- What is needed
For this exercise, print the records below verbatim.

===== Data records

PR #27885, opened 2026-07-21
HTTP/3 (QUIC) foundation: Phase 8 (Connection lifecycle)

quaesitor-scientiam:
## Summary

PR tracking Phase 8 of HTTP/3/QUIC support (#27675), continuing from the
completed Phase 7 work in #27884 (loss detection and NewReno congestion
control). Idle-timeout reset timing and the draining-state ping-pong guard
both need to reason about ack-eliciting sends/receives, a concept Phase 7's
loss detection already tracks.

**Update:** #27680, #27877, #27880, #27881, #27882, and #27884 have all
now merged. This branch has been cleanly rebased onto current `master`
(cherry-picked as a single self-contained commit) and contains only
Phase 8's own work — 2 commits total. Ready for review; Phase 9+ continues
on later branches in the stack.

See [`vlib/net/quic/PROGRESS.md`](https://github.com/quaesitor-scientiam/v/blob/http3-quic-connection-lifecycle/vlib/net/quic/PROGRESS.md)

## Scope

- `idle_timeout.v` — effective idle timeout is the min of the two peers'
  non-zero `max_idle_timeout` transport parameters, where 0 means "no
  timeout" (not literally zero) — all 4 combinations (both zero, one zero,
  neither zero) need distinct handling. Reset on an ack-eliciting packet
  RECEIVED or ANY packet SENT — a deliberate asymmetry, not "any packet
  either direction".
- `connection_close.v` — CONNECTION_CLOSE with a transport error code vs.
  an application error code are distinct wire variants (RFC 9000 §19.19);
  closing/draining state to prevent an infinite CONNECTION_CLOSE
  ping-pong (RFC 9000 §10.2's rate-limited-retransmission-on-receipt
  vs. draining's fully silent no-response).
- `stateless_reset.v` — recognized only as a fallback once normal AEAD
  decryption has already failed, never as a first-choice interpretation;
  immediate ungraceful teardown, no draining period. Scoped-down
  NEW_CONNECTION_ID handling: record stateless-reset tokens for matching
  purposes without implementing full connection ID rotation/migration.
- `ecn.v` — no OS-level ECN socket option exists in V today, so ECN
  validation always resolves to failed/unsupported (a spec-legal fallback,
  RFC 9000 §13.4.2) rather than being ignored outright; received ACK
  frames' ECN counts are still parsed without erroring, just never trigger
  an ECN-based congestion response.
- `pmtu.v` — pinned to the 1200-byte RFC 9000 §14.1 safe minimum, no
  active DPLPMTUD probing in v1 (a legitimate, spec-sanctioned
  conservative choice). Connection migration (RFC 9000 §9) stays
  explicitly out of scope.

## Test plan

- [x] Idle-timeout min-of-non-zero-or-infinite across all 4 combinations
      (both zero, local-only zero, peer-only zero, neither zero) —
      `test_effective_idle_timeout_all_four_zero_nonzero_combinations`.
- [x] Idle-timeout reset asymmetry: an ack-eliciting RECEIVE resets it, a
      non-ack-eliciting receive does not, but ANY send does —
      `test_idle_timeout_state_reset_asymmetry`.
- [x] CONNECTION_CLOSE closing-state rate-limited retransmission on
      receipt vs. draining-state fully silent behavior —
      `test_connection_close_tracker_closing_rate_limited_retransmission`,
      `test_connection_close_tracker_draining_is_fully_silent`.
- [x] Stateless reset matched only via a token previously recorded for
      the exact connection ID queried, never fabricated
      (`test_is_stateless_reset_recognized_only_via_a_matching_token`).
      The "only after a decrypt failure" ordering itself is a caller
      contract documented on `is_stateless_reset` — there's no real
      packet-processing pipeline yet to integration-test that ordering
      against (arrives with Phase 9's `QuicConn`).
- [x] ECN counts parsed from a received ACK frame without erroring, and
      `is_validated()` confirmed to always report false regardless of
      what was recorded (including a non-zero ECN-CE count) —
      `test_ecn_state_parses_counts_without_erroring_and_never_validates`.
- [x] Runtime assertion that `fits_within_pmtu` stays pinned at exactly
      1200 bytes with no active probing path —
      `test_fits_within_pmtu_runtime_assertion_at_1200_bytes`.
- [x] All new/modified code passing under `./vnew test <path>` — 36/36
      files in `vlib/net/quic/`.

`/vreview` (full A-G pass) found and fixed one issue before the original
commit: a real integer-overflow bug. `max_idle_timeout` is a peer-supplied
transport-parameter varint that `transport_parameters.v` accepts with NO
upper bound (up to the full 2^62-1 varint range) — `effective_idle_timeout`
originally multiplied it directly by `time.millisecond`, which overflows
the `i64` backing `time.Duration` for any peer value above ~9.2 trillion
ms, silently producing a nonsensical (possibly negative) timeout: a
hostile or buggy peer could self-inflict a near-immediate teardown, or
effectively disable the idle timeout altogether. Fixed by clamping to the
exact mathematically-necessary bound (derived from `time.infinite`, i.e.
`i64::MAX` nanoseconds, not an arbitrary policy number) before scaling;
regression test feeds the maximum possible QUIC varint (2^62-1) through
both the one-sided and both-sided paths and confirms a large-but-finite,
strictly positive `Duration` comes back.

While rebasing onto `master`, a second `/vreview` pass found and fixed two
more issues: `stateless_reset.v` imported a module (`crypto.internal.subtle`)
that doesn't exist upstream — fixed to the real `crypto.subtle`, whose
`constant_time_compare` has the exact API already called and was verified
genuinely constant-time by reading its implementation. Also added 5
missing `pub fn`/`pub struct` doc comments this repo's `report-missing-fn-doc`
CI check would otherwise have flagged.


quaesitor-scientiam:
CI failure analysis shows none are related to this PR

==========

- Exercise result
PR #27885, opened 2026-07-21
HTTP/3 (QUIC) foundation: Phase 8 (Connection lifecycle)

quaesitor-scientiam:
## Summary

PR tracking Phase 8 of HTTP/3/QUIC support (#27675), continuing from the
completed Phase 7 work in #27884 (loss detection and NewReno congestion
control). Idle-timeout reset timing and the draining-state ping-pong guard
both need to reason about ack-eliciting sends/receives, a concept Phase 7's
loss detection already tracks.

**Update:** #27680, #27877, #27880, #27881, #27882, and #27884 have all
now merged. This branch has been cleanly rebased onto current `master`
(cherry-picked as a single self-contained commit) and contains only
Phase 8's own work — 2 commits total. Ready for review; Phase 9+ continues
on later branches in the stack.

See [`vlib/net/quic/PROGRESS.md`](https://github.com/quaesitor-scientiam/v/blob/http3-quic-connection-lifecycle/vlib/net/quic/PROGRESS.md)

## Scope

- `idle_timeout.v` — effective idle timeout is the min of the two peers'
  non-zero `max_idle_timeout` transport parameters, where 0 means "no
  timeout" (not literally zero) — all 4 combinations (both zero, one zero,
  neither zero) need distinct handling. Reset on an ack-eliciting packet
  RECEIVED or ANY packet SENT — a deliberate asymmetry, not "any packet
  either direction".
- `connection_close.v` — CONNECTION_CLOSE with a transport error code vs.
  an application error code are distinct wire variants (RFC 9000 §19.19);
  closing/draining state to prevent an infinite CONNECTION_CLOSE
  ping-pong (RFC 9000 §10.2's rate-limited-retransmission-on-receipt
  vs. draining's fully silent no-response).
- `stateless_reset.v` — recognized only as a fallback once normal AEAD
  decryption has already failed, never as a first-choice interpretation;
  immediate ungraceful teardown, no draining period. Scoped-down
  NEW_CONNECTION_ID handling: record stateless-reset tokens for matching
  purposes without implementing full connection ID rotation/migration.
- `ecn.v` — no OS-level ECN socket option exists in V today, so ECN
  validation always resolves to failed/unsupported (a spec-legal fallback,
  RFC 9000 §13.4.2) rather than being ignored outright; received ACK
  frames' ECN counts are still parsed without erroring, just never trigger
  an ECN-based congestion response.
- `pmtu.v` — pinned to the 1200-byte RFC 9000 §14.1 safe minimum, no
  active DPLPMTUD probing in v1 (a legitimate, spec-sanctioned
  conservative choice). Connection migration (RFC 9000 §9) stays
  explicitly out of scope.

## Test plan

- [x] Idle-timeout min-of-non-zero-or-infinite across all 4 combinations
      (both zero, local-only zero, peer-only zero, neither zero) —
      `test_effective_idle_timeout_all_four_zero_nonzero_combinations`.
- [x] Idle-timeout reset asymmetry: an ack-eliciting RECEIVE resets it, a
      non-ack-eliciting receive does not, but ANY send does —
      `test_idle_timeout_state_reset_asymmetry`.
- [x] CONNECTION_CLOSE closing-state rate-limited retransmission on
      receipt vs. draining-state fully silent behavior —
      `test_connection_close_tracker_closing_rate_limited_retransmission`,
      `test_connection_close_tracker_draining_is_fully_silent`.
- [x] Stateless reset matched only via a token previously recorded for
      the exact connection ID queried, never fabricated
      (`test_is_stateless_reset_recognized_only_via_a_matching_token`).
      The "only after a decrypt failure" ordering itself is a caller
      contract documented on `is_stateless_reset` — there's no real
      packet-processing pipeline yet to integration-test that ordering
      against (arrives with Phase 9's `QuicConn`).
- [x] ECN counts parsed from a received ACK frame without erroring, and
      `is_validated()` confirmed to always report false regardless of
      what was recorded (including a non-zero ECN-CE count) —
      `test_ecn_state_parses_counts_without_erroring_and_never_validates`.
- [x] Runtime assertion that `fits_within_pmtu` stays pinned at exactly
      1200 bytes with no active probing path —
      `test_fits_within_pmtu_runtime_assertion_at_1200_bytes`.
- [x] All new/modified code passing under `./vnew test <path>` — 36/36
      files in `vlib/net/quic/`.

`/vreview` (full A-G pass) found and fixed one issue before the original
commit: a real integer-overflow bug. `max_idle_timeout` is a peer-supplied
transport-parameter varint that `transport_parameters.v` accepts with NO
upper bound (up to the full 2^62-1 varint range) — `effective_idle_timeout`
originally multiplied it directly by `time.millisecond`, which overflows
the `i64` backing `time.Duration` for any peer value above ~9.2 trillion
ms, silently producing a nonsensical (possibly negative) timeout: a
hostile or buggy peer could self-inflict a near-immediate teardown, or
effectively disable the idle timeout altogether. Fixed by clamping to the
exact mathematically-necessary bound (derived from `time.infinite`, i.e.
`i64::MAX` nanoseconds, not an arbitrary policy number) before scaling;
regression test feeds the maximum possible QUIC varint (2^62-1) through
both the one-sided and both-sided paths and confirms a large-but-finite,
strictly positive `Duration` comes back.

While rebasing onto `master`, a second `/vreview` pass found and fixed two
more issues: `stateless_reset.v` imported a module (`crypto.internal.subtle`)
that doesn't exist upstream — fixed to the real `crypto.subtle`, whose
`constant_time_compare` has the exact API already called and was verified
genuinely constant-time by reading its implementation. Also added 5
missing `pub fn`/`pub struct` doc comments this repo's `report-missing-fn-doc`
CI check would otherwise have flagged.


quaesitor-scientiam:
CI failure analysis shows none are related to this PR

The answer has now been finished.